**What you have to do:**
Select the lines of the records containing the word "DebuggerFoundation" and list them.
*** Opening Provided entries ***
PR #1796, opened 2024-07-13
Show unsynced obs before all other obs

### LINKED ISSUE #1577: Show unsynced observations before all others in MyObs
Currently we just sort MyObs by `_created_at`, which means that any unsynced observations will get buried under newly-created observations on the web or in other apps. Instead,

* show all unsynced observations above other observations
* continue sorting them by `_created_at`, just show them above all the others
* as they upload they can go back to their previous positions

This will probably involve some weird ordering code.

budowski:
Achieves unsynced-first sort with a new built-in needs_sync property

Closes #1577


albullington:
@budowski is this working for you? I tried logging into my regular iNat account on staging, then creating ~9 new observations. I uploaded a couple of observations in the middle of the list, expecting that once they were uploaded, they would be displayed below the unsynced observations. At first, nothing changed, even when I closed and reopened the app.

Eventually I did see a shift in the order of observations, but the most recently uploaded observations are above the unsynced observations in the sorted list, and all my observations downloaded from web are below the unsynced observations.

albullington (changes requested):
Sort doesn't seem to work in the way I expect. It leaves unsynced observations in the middle of the list, below observations which have been recently uploaded.

albullington (approved):

PR #1864, opened 2024-07-26
1843 offline taxon search

### LINKED ISSUE #1843: OfflineNotice for TaxonSearch
- [x] Add iconic taxa as the default results for TaxonSearch the same way it works for ExploreTaxonSearch (why are these different components, anyway?)
- [ ] Add an OfflineNotice to the search results area of ExploreTaxonSearch and TaxonSearch when the user enters a query but there are no results because they are offline.
- [ ] Tapping the OfflineNotice should try to redo the search

jtklein:
Closes #1843


src/components/SharedComponents/TaxaList/TaxaList.tsx
```diff
@@ -0,0 +1,75 @@
+import { refresh, useNetInfo } from "@react-native-community/netinfo";
+import { ActivityIndicator, OfflineNotice } from "components/SharedComponents";
+import { View } from "components/styledComponents";
+import React from "react";
+import { FlatList } from "react-native";
+import { useIconicTaxa } from "sharedHooks";
+
+interface Props {
+  isLoading: boolean;
+  taxa: {}[];
```
jtklein, line 10: Not empty object as type

Issue #1798, opened 2024-07-15
UI fixes for label headers on radio button sheets


albullington:
**Describe the bug**
Label headers in the radio bottom sheets are misaligned and using the wrong font.

**To Reproduce**
1. Go to Explore screen
2. Tap on leaf icon to bring up Explore View bottom sheet
3. Header labels are misaligned -- too far from radio button and too close to icons. It looks like the font might have changed from the Figma designs, too

or

1. Take an observation with no evidence
2. Open the Geoprivacy sheet
3. See header labels far away from radio buttons in wrong font

**Expected behavior**
Label headers should match the Figma designs: https://www.figma.com/design/MChpvx4ZrKEVVwsWKt4lkI/iNaturalist-Mobile-UI-Design?node-id=14942-36008&t=9boOhQ8bJ8oQjW18-4

**Screenshots**
<img width="483" alt="Screenshot 2024-07-15 at 1 42 05 PM" src="https://github.com/user-attachments/assets/47129756-97cf-49f7-8fd5-733ba07ebb47">

**Context (please complete the following information):**
 - OS: iOS
 - App version: v0.36.0+101

jtklein:
From what I have poked around I think this was introduced with #1749 ,
maybe that helps with fixing it.
Also, see https://inaturalist.slack.com/archives/C02G5AATVGA/p1721117575103769

albullington:
@budowski not sure if you've started working on this, but I believe this will be fixed via https://github.com/inaturalist/iNaturalistReactNative/pull/1865

abhasinat:
The UI for all radio bottom sheets is still not matching the Figma designs. Here are some places to reference:
- [explore view chooser](https://www.figma.com/design/MChpvx4ZrKEVVwsWKt4lkI/iNaturalist-Mobile-UI-Design?node-id=8008-40019&t=Fpd9fOjOVmOwoZy7-11) bottom sheet
- [geoprivacy & wild status ](https://www.figma.com/design/MChpvx4ZrKEVVwsWKt4lkI/iNaturalist-Mobile-UI-Design?node-id=711-9042&t=Fpd9fOjOVmOwoZy7-11)bottom sheets

PR #1865, opened 2024-07-26
Use DisplayTaxonName component for disagreements

### LINKED ISSUE #1852: Disagreement notice does not work when disagreeing with a taxon that has no common name
**Describe the bug**
When you view ObsDetail and there is an identification that disagrees with a taxon that has no common name, you see a notice like "@kueda disagrees this is {%commonName} (_Something something_)"

**To Reproduce**
1. Go to https://www.inaturalist.org/observations/200550773
2. Note the erroneous text in the disagreement section

**Expected behavior**
* the text should work when there's no common name
* the text should respect the user's name display preferences (e.g. if they've chosen sciname first, it should show the sciname first

**Screenshots**
Screenshot 2024-07-24 at 4 19 53 PM

 - Device: iPhone SE (3rd gen)
 - OS: iOS 17.5.1
 - App version: 0.36.1 (102)

**Additional context**
This really shouldn't just a single i18n string. We should probably use DisplayTaxonName here.

albullington:
Closes #1852

### DIFF
--- a/src/components/ObsDetails/ActivityTab/ActivityItem.js
+++ b/src/components/ObsDetails/ActivityTab/ActivityItem.js
@@ -48,8 +48,6 @@ const ActivityItem = ( {
     && isFirstDisplay
     && currentUserId;
 
-  console.log( currentUserId );
-
   const navToTaxonDetails = ( ) => navigation.navigate( "TaxonDetails", { id: taxon.id } );
 
   return (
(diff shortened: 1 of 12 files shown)


albullington:
@angielt thought you might want to take a look since this is code you worked on. The main changes here are:

- Getting `DisplayTaxonName` to display in a plain text component with formatting for each of the three user settings, common name first, scientific name first, and only sci name
- Passing `DisplayTaxonName` as a component into `<Trans />`, which prevents a user from seeing the actual variable names (like commonNames) displayed as part of the text string when the variable is null
- Moving logic specific to disagreement out of `RadioButtonSheet` so that sheet doesn't need to know details about a taxon, only whether or not to display additional components (I believe removing `showTaxon` code also fixed https://github.com/inaturalist/iNaturalistReactNative/issues/1798)

PR #1951, opened 2024-08-11
Show generic profile icon if user has no profile image

budowski:


kueda (changes requested):
- [x] UserProfile looks like this: Screenshot 2024-08-12 at 4 41 50 PM
- [x] Drawer icon gets cut off at the bottom: Screenshot 2024-08-12 at 4 42 29 PM

kueda (approved):

PR #1971, opened 2024-08-14
Fixes and error handling for API throttling

### LINKED ISSUE #1661: Alert user to API throttling and try to prevent it
Several of our test users have hit problems where their usage of this app triggers our own [API throttling limits](https://www.inaturalist.org/pages/api+recommended+practices). From the user's perspective this will manifest as something not working, e.g. taxon search results or following someone. The software will see this as 429 errors from our own API. Obviously the user should never encounter this, but to facilitate debugging and to shame us into fixing it, I think we should alert the user when this happens. And, of course, we should try to prevent it from happening.

- [x] Make a new error class called `INatApiTooManyRequestsError` that extends `INatApiError` and throw it when we encounter a 429 response from our own API. This error should not be caught, should be fatal, and should crash the app.
- [x] Audit our use of `logger` to make sure we're only using it to record information we're paying attention to and *not* as a stand-in for `console.log`. This was the most-hit endpoint from this app over the past week, more than 3x the next most-hit endpoint.
- [ ] Try to refactor SpeciesSeenCheckmark so that every single instance of this component doesn't trigger a separate request to /v2/observations to determine if the user has observed that taxon. This might require some changes to the API ([see slack convo](https://inaturalist.slack.com/archives/C04MF2V4ZAN/p1718044108328169))

albullington:
Closes #1661


albullington:
@kueda review would be helpful to know:
1. does this meet the requirements for fatal error handling?
2. are there any `logger` statements I removed that we do need to track? 
3. are there any `logger` statements I left that we don't really need? I'm assuming we're using `pickup` and `isAdvancedUser` for tracking purposes

src/components/Explore/SpeciesView.js
```diff
@@ -67,11 +73,42 @@ const SpeciesView = ( {
...
+  const taxonIdsSeenByCurrentUser = useMemo( ( ) => seenByCurrentUser?.results?.map(
+    r => r.taxon.id
+  ) || [], [seenByCurrentUser?.results] );
+
+  useEffect( ( ) => {
+    if ( taxonIdsSeenByCurrentUser.length > 0 ) {
+      const uniqueSeenList = _.uniq( taxonSeen.concat( taxonIdsSeenByCurrentUser ) );
+      if ( uniqueSeenList.length > taxonSeen.length ) {
+        setTaxonSeen( uniqueSeenList );
+      }
```
kueda, line 108: If you're maintaining a unique list of numbers, you probably want to use a [Set](https://developer.mozilla.org/en-US/docs/Web/JavaScript/Reference/Global_Objects/Set) instead of an array. That way you don't need to use `_.uniq()`. 

Also, `taxonSeen` sounds like it's either a taxon or a boolean. Since it is instead a set of IDs of taxa observed by the current user, a better name might be something like `observedTaxonIds`.

src/components/Explore/SpeciesView.js
```diff
@@ -67,11 +73,42 @@ const SpeciesView = ( {
...
+    } ),
+    {
+      enabled: !!( taxonIds.length > 0 && currentUser )
+    }
+  );
+
+  const taxonIdsSeenByCurrentUser = useMemo( ( ) => seenByCurrentUser?.results?.map(
+    r => r.taxon.id
+  ) || [], [seenByCurrentUser?.results] );
```
kueda, line 101: This variable really just captures a *page* of taxon IDs seen by the current user, so to avoid confusion with other variables that hold similar data, this might be called `pageObservedTaxonIds` or something similar.

src/components/Explore/SpeciesView.js
```diff
@@ -67,11 +73,42 @@ const SpeciesView = ( {
     {
       ...queryParams,
       fields: {
-        taxon: Taxon.TAXON_FIELDS
+        taxon: Taxon.SCORE_IMAGE_FIELDS
```
kueda, line 76: What does this have to do with "scoring"?

src/components/Explore/SpeciesView.js
```diff
@@ -67,11 +73,42 @@ const SpeciesView = ( {
...
       }
     }
   );
 
+  const taxonIds = data.map( r => r.taxon.id );
+
+  const { data: seenByCurrentUser } = useAuthenticatedQuery(
+    ["fetchSpeciesCounts", taxonIds],
+    ( ) => fetchSpeciesCounts( {
```
kueda, line 85: You need to use `optsWithAuth` to actually authenticate this query and get the correct preferred_common_name values in the response.

src/components/LoginSignUp/AuthenticationService.ts
```diff
@@ -236,7 +231,7 @@ const getJWT = async ( allowAnonymousJWT = false ): Promise<string | null> => {
     try {
       response = await api.get<{api_token: string}>( "/users/api_token.json" );
     } catch ( getUsersApiTokenError ) {
-      logger.error( "Failed to fetch JWT: ", getUsersApiTokenError );
+      if ( !getUsersApiTokenError ) { return null; }
```
kueda, line 234: `getUsersApiTokenError` cannot be falsy. I don't see this error in the logs so I don't think it's a liability, so I would err on the side of logging it. If you disagree, I don't think we need this try/catch.

src/components/LoginSignUp/AuthenticationService.ts
```diff
@@ -455,14 +450,10 @@ const authenticateUser = async (
...
 
-  logger.debug( "writing current user to realm: ", localUser );
   safeRealmWrite( realm, ( ) => {
     realm.create( "User", localUser, UpdateMode.Modified );
   }, "saving current user in AuthenticationService" );
-  const currentRealmUser = User.currentUser( realm );
-  logger.debug( "Signed in", currentRealmUser.login, currentRealmUser.id, currentRealmUser );
-  const realmPathExists = await RNFS.exists( realm.path );
-  logger.debug( `realm.path exists after sign in: ${realmPathExists}` );
+  await RNFS.exists( realm.path );
```
kueda, line 456: I don't think we need this if we're not going to log whether it exists.

src/components/ObsDetails/DQAContainer.js
```diff
@@ -131,8 +128,7 @@ const DQAContainer = ( ): React.Node => {
         await refetchRemoteObservation( );
         setNotLoading( );
       },
-      onError: error => {
-        logger.error( "createQualityMetricMutation failure", error );
+      onError: ( ) => {
```
kueda, line 131: This seems like a useful log event, no? Was it happening a lot?

src/components/ObsEdit/EvidenceList.js
```diff
@@ -193,11 +191,7 @@ const EvidenceList = ( {
     if ( obsSound?.id ) {
       deleteObservationSoundMutation.mutate( { uuid: obsSound.uuid }, {
         onSuccess: removeLocalSound,
-        onError: deleteRemoteObservationSoundError => {
-          logger.error(
-            "[EvidenceList.js] failed to delete remote observation sound: ",
-            deleteRemoteObservationSoundError
-          );
+        onError: ( ) => {
```
kueda, line 194: If this failed because there's no internet connection, then sure, we should show an alert and not log the error, but if it failed for any other reason, that's a bug and we should log it.

kueda (changes requested):
Needs a few changes but overall looks ok. I like the refactor of SpeciesSeenCheckmark. Some comments and questions in addition to inline ones:

* In general we should log errors. We seem to have a bad habit of assuming a errors that come from React Query can only mean there's no internet connection, but that isn't true. If we want to show the user something when a requests fails due to lack of internet and skip logging, we should check the error to make absolutely sure that's what the error was for. Otherwise we're going to miss valuable information about unexpected problems.
* I am seeing logs for requests for `/v2/observations/species_counts?return_bounds=true`. Is that new? Why is that happening? `species_counts` never needs the bounds

albullington:
@kueda `/v2/observations/species_counts?return_bounds=true` isn't new, and we're passing that as query parameters for all of the infinite scroll queries in Explore views (Observations, Species, Identifiers, Observers). It's currently the default state value in `ExploreContext`. I'm not sure if we need it for loading the correct map in ObservationsView or if we can remove it.

src/components/Explore/SpeciesView.js
albullington: I didn't think we needed `optsWithAuth` since we're only returning `taxonIds` from this query, and taxon ids don't need translation or any current user preferences...

kueda: True, but in that case this doesn't need to be authenticated, right?

PR #2912, opened 2025-05-19
Speed up Explore nearby tile loading

albullington:
Closes MOB-782

- Creates a MapPerformanceTracker to help ballpark the time from when a user first sees the Explore map to the time it takes for tiles to load
- Displays this over the map in Debug mode -- time for tiles to load was previously anywhere from 2.5 to 17 seconds in developer mode, which is expected to be a little slower than production
- Updates the default radius for nearby Explore searches from 50km to 1km, since this was the lowest hanging fruit. This brings average time for tiles to display closer to 1.5 seconds via my internet connection in developer mode, and more like 0.8 seconds in production mode
- Shows a more realistic number of nearby observations in the gray status bar, based on the 1km distance


.eslintrc.js
```diff
@@ -53,7 +53,9 @@ module.exports = {
     "import/extensions": [2, {
       js: "never",
       jsx: "never",
-      json: "always"
+      json: "always",
+      ts: "never",
```
jtklein, line 57: Should changing this now give an error every time we import a .ts file with extension? I do not see any new errors for files where we are already importing with extension.

jtklein (changes requested):
Code changes seem okay.

One requested change:
Currently the "Tiles visible" information is only collected for the map tiles with green obs pins, and not the map tiles with orange squares. Sometimes when navigating to Explore the map starts with orange tiles for me.

One note: I tested in debug and release builds, and I actually do not see any difference in times when using 1 vs 50 radius. I am seeing a drop in loading time comparing the first time I open Explore on a fresh install vs subsequent times (some caching somewhere?) but the average loading time of the non-first times I navigate to Explore is similar with both radiuses. (Should I test on different devices as well?)
So, I guess the decision to make the radius less is more in the product team court, and not a performance recommendation. Which means I am indifferent if we should change it.

.eslintrc.js
albullington: no, it's the opposite. this didn't impact anything locally, but github actions was throwing an error about that file extension. so something is different about our eslint (or tsconfig?) setup in github actions vs. local.

albullington:
It's possible your internet is better than mine? Here's the comparison of how this change impacts my device on my wifi in development mode -- pretty drastic.

I can also confirm that this metric is working for me with orange tiles already, so I don't think there are changes needed here -- I didn't target a particular type of tile in the tracking code. If your device is sometimes showing orange tiles for nearby, that's a separate bug we should report, because we want to consistently zoom the user in far enough that they can tap on the green obs pins.

IMG_0015
IMG_0012
IMG_0034

albullington:
Not as dramatic as a different for me in a release build (as expected), but it pretty consistency gets us closer to 1 second for tile loading which is within best practice for performance, versus up to 4 seconds for tile loading which is not.

IMG_0038
IMG_0042

PR #2918, opened 2025-05-21
Downgrade react-native-screens to v4.4.0

jtklein:
react-native-screens version 4.5.0 increases the react native version that it supports to 0.74.0+ (https://github.com/software-mansion/react-native-screens/pull/2613/files). So, by using 4.4.0 we are still able to build the app on Android as we are still on 0.73 for now (have tested and it works).
Have not seen any effect on the changes related to the latest react-navigation versions.


albullington (approved):
Excellent version sleuthing @jtklein. Confirmed this works as expected in iOS debug/release and that I can get Android running on a local emulator.

PR #2919, opened 2025-05-21
Performance: speed up API calls in MyObs by limiting fields

albullington:
Closes Mob-793

Limit the number of fields when fetching remote observations in MyObservations.

This PR builds on the strategy from [PR: Speed up explore API](https://github.com/inaturalist/iNaturalistReactNative/pull/2912) of showing performance metrics in debug mode, including scroll/fetch events. I wouldn't worry too much about the accuracy of the events themselves as the goal here was to use them to benchmark performance when we change the number of fields fetched via the API in `searchObservations`.

Things to note:
1. I split up the fields needed for default mode and advanced mode, but decided to call the advanced mode API for all users to avoid situations where a user switches into advanced mode & sees that all of their observations have no location. I could imagine a future scenario where we might selectively refetch these observations in advanced mode, but that seemed unnecessarily complex for this PR.
2. I added the loading wheel back into the footer, since that was hidden and made it hard for users (and developers!) to know whether data was being fetched
3. I removed `usePerformance` from MyObservations since it's noisy and I don't believe anyone is actively using it

Ballpark performance improvement:
- In release mode, average fetch time *without* changes to fields is around 3.5 to 5 seconds on my device. This drops squarely to 2-3 seconds with changes.

no changes:
IMG_0064

limited fields:
IMG_0055

### DIFF
--- a/ios/iNaturalistReactNative.xcodeproj/xcshareddata/xcschemes/iNaturalistReactNative.xcscheme
+++ b/ios/iNaturalistReactNative.xcodeproj/xcshareddata/xcschemes/iNaturalistReactNative.xcscheme
@@ -59,7 +59,7 @@
       </Testables>
    </TestAction>
    <LaunchAction
-      buildConfiguration = "Release"
+      buildConfiguration = "Debug"
       selectedDebuggerIdentifier = "Xcode.DebuggerFoundation.Debugger.LLDB"
       selectedLauncherIdentifier = "Xcode.DebuggerFoundation.Launcher.LLDB"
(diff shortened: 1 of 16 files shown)


angielt (changes requested):
MyObs seems faster with the changes for me and adding the loading wheel back is a good change. One thing is I can't load more than 10 species on explore or myObs in this branch. Do you experience the same?

angielt:
PR #2930 seemed to address the species view in Explore and MyObs for me. Would approve if that PR is merged into this one.

PR #2922, opened 2025-05-22
Performance: data transformation in MyObservations

albullington:
Closes Mob-791

### DIFF
--- a/src/realmModels/Comment.js
+++ b/src/realmModels/Comment.js
@@ -14,6 +14,12 @@ class Comment extends Realm.Object {
     user: User && User.FIELDS
   };
 
+  static mapCommentForMyObsAdvancedMode( comment ) {
+    return {
+      uuid: comment.uuid
+    };
+  }
+
   static schema = {
     name: "Comment",
     embedded: true,
--- a/src/realmModels/Identification.js
+++ b/src/realmModels/Identification.js
@@ -41,6 +41,13 @@ class Identification extends Realm.Object {
     return newId;
   }
 
+  static mapIdentificationForMyObsAdvancedMode( id ) {
+    return {
+      uuid: id.uuid,
+      current: id.current
+    };
+  }
+
   static new = attrs => {
     const newIdent = {
       ...attrs,
--- a/src/components/MyObservations/MyObservationsSimple.tsx
+++ b/src/components/MyObservations/MyObservationsSimple.tsx
@@ -196,7 +196,7 @@ const MyObservationsSimple = ( {
 
   const unuploadedObsMissingBasicsIDs = useMemo( () => (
*** Closing Provided entries ***
**Answer to this problem:**
       selectedDebuggerIdentifier = "Xcode.DebuggerFoundation.Debugger.LLDB"
       selectedLauncherIdentifier = "Xcode.DebuggerFoundation.Launcher.LLDB"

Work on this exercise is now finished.